- Exercise details
Output each entry exactly as written.

- Given data
PR #8114, opened 2025-06-15
[Config] Move db init to end of config population

Yacouby:
This PR improves the configuration loading flow by deferring the DB connection until after the configuration is fully populated.

Additionally, it imports `get_secret_or_env` explicitly in `httpdb.py` to resolve a circular import error that occurred during early mlrun imports.

Jira:
https://iguazio.atlassian.net/browse/ML-10104


tests/test_config.py
```diff
@@ -503,7 +503,9 @@ def test_get_default_function_node_selector():
     assert mlrun.mlconf.get_default_function_node_selector() == {}
 
 
-def test_setting_dbpath_trigger_connect(requests_mock: requests_mock_package.Mocker):
+def test_setting_dbpath_does_not_trigger_connect(
```
liranbg: why? this is a regression isnt it

Yacouby: That's actually the point of this fix.
Previously, setting `mlconf.dbpath` would trigger an early DB connection via `get_run_db()`, which led to unwanted side effects during mlrun import and configuration setup.
With the new behavior, setting `mlconf.dbpath` only updates the configuration and the connection happens at the end of config population.

mlrun/config.py
```diff
@@ -1436,6 +1429,11 @@ def _do_populate(env=None, skip_errors=False):
     _configure_ssl_verification(config.httpdb.http.verify)
     _validate_config(config)
 
+    if config.dbpath:
+        from mlrun.db import get_run_db
+
+        get_run_db(config.dbpath, force_reconnect=True)
```
TomerShor: Keep the comment:
```
# when dbpath is set we want to connect to it which will sync configuration from it to the client
```

TomerShor (changes requested):
Minor

TomerShor (approved):
LGTM

tests/test_config.py
alonmr: this test is now redundant. the test below verifies the same thing

alonmr (changes requested):
Very nice.
IIUC the old test can be removed.
Also we need to update the docs:
If user changes the dbpath, they have to reload the config.

mlrun/config.py
```diff
@@ -1252,15 +1252,8 @@ def dbpath(self):
     def dbpath(self, value):
         self._dbpath = value
         if value:
-            # importing here to avoid circular dependency
-            import mlrun.db
-
-            # It ensures that SSL verification is set before establishing a connection
             _configure_ssl_verification(self.httpdb.http.verify)
```
moranbental: I don't think we need to call _configure_ssl_verification here anymore, since it was only added due to the call to get_run_db, which you've now removed.
That also means we no longer need the getter and setter for dbpath, as they don't really do anything.
You can also remove this functionality as it's no longer needed:
https://github.com/mlrun/mlrun/blob/6299569344e93820c49d8bcbbfc2e8488d1d7878/mlrun/config.py#L894

moranbental (changes requested):

mlrun/config.py
Yacouby: I think you meant removing this:
https://github.com/mlrun/mlrun/blob/3ecfa8e446258dcb00b3f148eef2c58a8a2d200b/mlrun/config.py#L899-L901

and not the whole setattr

Yacouby:
> Reference

Opened a ticket for the doc update: https://iguazio.atlassian.net/browse/ML-10249

Yacouby:
> Very nice. IIUC the old test can be removed. Also we need to update the docs: If user changes the dbpath, they have to reload the config.

@alonmr Opened a ticket for the doc update: https://iguazio.atlassian.net/browse/ML-10249

liranbg (approved):

moranbental (approved):
Great job!

liranbg (approved):

alonmr (approved):

PR #8121, opened 2025-06-16
[Deprecation] Warn on usage of deprecated ml-base image in both client and runtime

Yacouby:
Previously, the warning was only issued in the client side during `prepare_image_for_deploy()`, which could be skipped if the image was set manually after function creation. 
To ensure users are always warned, the check was added also to `_validate_runtime()` in the runtime launcher, which is invoked just before function execution.

Jira:
https://iguazio.atlassian.net/browse/ML-10241


mlrun/launcher/base.py
```diff
@@ -148,6 +148,8 @@ def _validate_runtime(
         self._validate_run_params(run.spec.parameters)
         self._validate_output_path(runtime, run)
 
+        mlrun.utils.helpers.warn_on_deprecated_image(runtime.spec.image)
```
TomerShor: since this is now called in 2 places, is there a flow where a user will get the warning twice?

mlrun/utils/helpers.py
```diff
@@ -2121,6 +2121,32 @@ def join_urls(base_url: Optional[str], path: Optional[str]) -> str:
     return f"{base_url.rstrip('/')}/{path.lstrip('/')}" if path else base_url
 
 
+def warn_on_deprecated_image(image: Optional[str]):
+    """
+    Warn if the provided image is the deprecated 'mlrun/ml-base' image.
+    This image is deprecated as of 1.10.0 and will be removed in 1.12.0.
+    """
+    if image and "mlrun/ml-base" in image:
```
alonmr:
```suggestion
    deprecated_images = ["mlrun/ml-base"]
    if image and any(image in deprecated_image for deprecated_image in deprecated_images):
```

mlrun/utils/helpers.py
```diff
@@ -2121,6 +2121,32 @@ def join_urls(base_url: Optional[str], path: Optional[str]) -> str:
...
+        )
+        message = (
+            "'mlrun/ml-base' image is deprecated in 1.10.0 and will be removed in 1.12.0. "
+            "Use 'mlrun/mlrun' instead."
+        )
+        if auto_replaced:
+            message += (
+                " Since your client version is >= 1.10.0, the image will be automatically "
+                "replaced with mlrun/mlrun."
+            )
```
alonmr: I don't think the message is accurate.
> and will be removed in 1.12.0.

what will be removed?

> Since your client version is >= 1.10.0

Of course the client is 1.10 otherwise it would not have this code.

The message should be something like:
"'mlrun/ml-base' image is deprecated in 1.10.0 and will be replaced by `mlrun/mlrun`. This behavior will be removed in 1.12"

mlrun/launcher/base.py
alonmr: should also validate the base image

alonmr (changes requested):
Some small comments

mlrun/launcher/base.py
Yacouby: Yes, if you call `code_to_function` with passing the `ml-base` image to it, and then running the function, you will get the warning twice.
I think it is acceptable in this case since it's a deprecation warning.
We could add the warning only when running the function, but then in `code_to_function` we would not get it, which is not ideal IMO, since in some flows, the user might rely on `code_to_function` and not actually run the function - so they would miss the warning entirely in this case.

mlrun/utils/helpers.py
Yacouby: @alonmr do you mean that there is no need for the check that is done with `auto_replaced` ? and always show the deprecation message

alonmr: yup :)

mlrun/launcher/base.py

- Response to this task
PR #8114, opened 2025-06-15
[Config] Move db init to end of config population

Yacouby:
This PR improves the configuration loading flow by deferring the DB connection until after the configuration is fully populated.

Additionally, it imports `get_secret_or_env` explicitly in `httpdb.py` to resolve a circular import error that occurred during early mlrun imports.

Jira:
https://iguazio.atlassian.net/browse/ML-10104


tests/test_config.py
```diff
@@ -503,7 +503,9 @@ def test_get_default_function_node_selector():
     assert mlrun.mlconf.get_default_function_node_selector() == {}
 
 
-def test_setting_dbpath_trigger_connect(requests_mock: requests_mock_package.Mocker):
+def test_setting_dbpath_does_not_trigger_connect(
```
liranbg: why? this is a regression isnt it

Yacouby: That's actually the point of this fix.
Previously, setting `mlconf.dbpath` would trigger an early DB connection via `get_run_db()`, which led to unwanted side effects during mlrun import and configuration setup.
With the new behavior, setting `mlconf.dbpath` only updates the configuration and the connection happens at the end of config population.

mlrun/config.py
```diff
@@ -1436,6 +1429,11 @@ def _do_populate(env=None, skip_errors=False):
     _configure_ssl_verification(config.httpdb.http.verify)
     _validate_config(config)
 
+    if config.dbpath:
+        from mlrun.db import get_run_db
+
+        get_run_db(config.dbpath, force_reconnect=True)
```
TomerShor: Keep the comment:
```
# when dbpath is set we want to connect to it which will sync configuration from it to the client
```

TomerShor (changes requested):
Minor

TomerShor (approved):
LGTM

tests/test_config.py
alonmr: this test is now redundant. the test below verifies the same thing

alonmr (changes requested):
Very nice.
IIUC the old test can be removed.
Also we need to update the docs:
If user changes the dbpath, they have to reload the config.

mlrun/config.py
```diff
@@ -1252,15 +1252,8 @@ def dbpath(self):
     def dbpath(self, value):
         self._dbpath = value
         if value:
-            # importing here to avoid circular dependency
-            import mlrun.db
-
-            # It ensures that SSL verification is set before establishing a connection
             _configure_ssl_verification(self.httpdb.http.verify)
```
moranbental: I don't think we need to call _configure_ssl_verification here anymore, since it was only added due to the call to get_run_db, which you've now removed.
That also means we no longer need the getter and setter for dbpath, as they don't really do anything.
You can also remove this functionality as it's no longer needed:
https://github.com/mlrun/mlrun/blob/6299569344e93820c49d8bcbbfc2e8488d1d7878/mlrun/config.py#L894

moranbental (changes requested):

mlrun/config.py
Yacouby: I think you meant removing this:
https://github.com/mlrun/mlrun/blob/3ecfa8e446258dcb00b3f148eef2c58a8a2d200b/mlrun/config.py#L899-L901

and not the whole setattr

Yacouby:
> Reference

Opened a ticket for the doc update: https://iguazio.atlassian.net/browse/ML-10249

Yacouby:
> Very nice. IIUC the old test can be removed. Also we need to update the docs: If user changes the dbpath, they have to reload the config.

@alonmr Opened a ticket for the doc update: https://iguazio.atlassian.net/browse/ML-10249

liranbg (approved):

moranbental (approved):
Great job!

liranbg (approved):

alonmr (approved):

PR #8121, opened 2025-06-16
[Deprecation] Warn on usage of deprecated ml-base image in both client and runtime

Yacouby:
Previously, the warning was only issued in the client side during `prepare_image_for_deploy()`, which could be skipped if the image was set manually after function creation. 
To ensure users are always warned, the check was added also to `_validate_runtime()` in the runtime launcher, which is invoked just before function execution.

Jira:
https://iguazio.atlassian.net/browse/ML-10241


mlrun/launcher/base.py
```diff
@@ -148,6 +148,8 @@ def _validate_runtime(
         self._validate_run_params(run.spec.parameters)
         self._validate_output_path(runtime, run)
 
+        mlrun.utils.helpers.warn_on_deprecated_image(runtime.spec.image)
```
TomerShor: since this is now called in 2 places, is there a flow where a user will get the warning twice?

mlrun/utils/helpers.py
```diff
@@ -2121,6 +2121,32 @@ def join_urls(base_url: Optional[str], path: Optional[str]) -> str:
     return f"{base_url.rstrip('/')}/{path.lstrip('/')}" if path else base_url
 
 
+def warn_on_deprecated_image(image: Optional[str]):
+    """
+    Warn if the provided image is the deprecated 'mlrun/ml-base' image.
+    This image is deprecated as of 1.10.0 and will be removed in 1.12.0.
+    """
+    if image and "mlrun/ml-base" in image:
```
alonmr:
```suggestion
    deprecated_images = ["mlrun/ml-base"]
    if image and any(image in deprecated_image for deprecated_image in deprecated_images):
```

mlrun/utils/helpers.py
```diff
@@ -2121,6 +2121,32 @@ def join_urls(base_url: Optional[str], path: Optional[str]) -> str:
...
+        )
+        message = (
+            "'mlrun/ml-base' image is deprecated in 1.10.0 and will be removed in 1.12.0. "
+            "Use 'mlrun/mlrun' instead."
+        )
+        if auto_replaced:
+            message += (
+                " Since your client version is >= 1.10.0, the image will be automatically "
+                "replaced with mlrun/mlrun."
+            )
```
alonmr: I don't think the message is accurate.
> and will be removed in 1.12.0.

what will be removed?

> Since your client version is >= 1.10.0

Of course the client is 1.10 otherwise it would not have this code.

The message should be something like:
"'mlrun/ml-base' image is deprecated in 1.10.0 and will be replaced by `mlrun/mlrun`. This behavior will be removed in 1.12"

mlrun/launcher/base.py
alonmr: should also validate the base image

alonmr (changes requested):
Some small comments

mlrun/launcher/base.py
Yacouby: Yes, if you call `code_to_function` with passing the `ml-base` image to it, and then running the function, you will get the warning twice.
I think it is acceptable in this case since it's a deprecation warning.
We could add the warning only when running the function, but then in `code_to_function` we would not get it, which is not ideal IMO, since in some flows, the user might rely on `code_to_function` and not actually run the function - so they would miss the warning entirely in this case.

mlrun/utils/helpers.py
Yacouby: @alonmr do you mean that there is no need for the check that is done with `auto_replaced` ? and always show the deprecation message

alonmr: yup :)

mlrun/launcher/base.py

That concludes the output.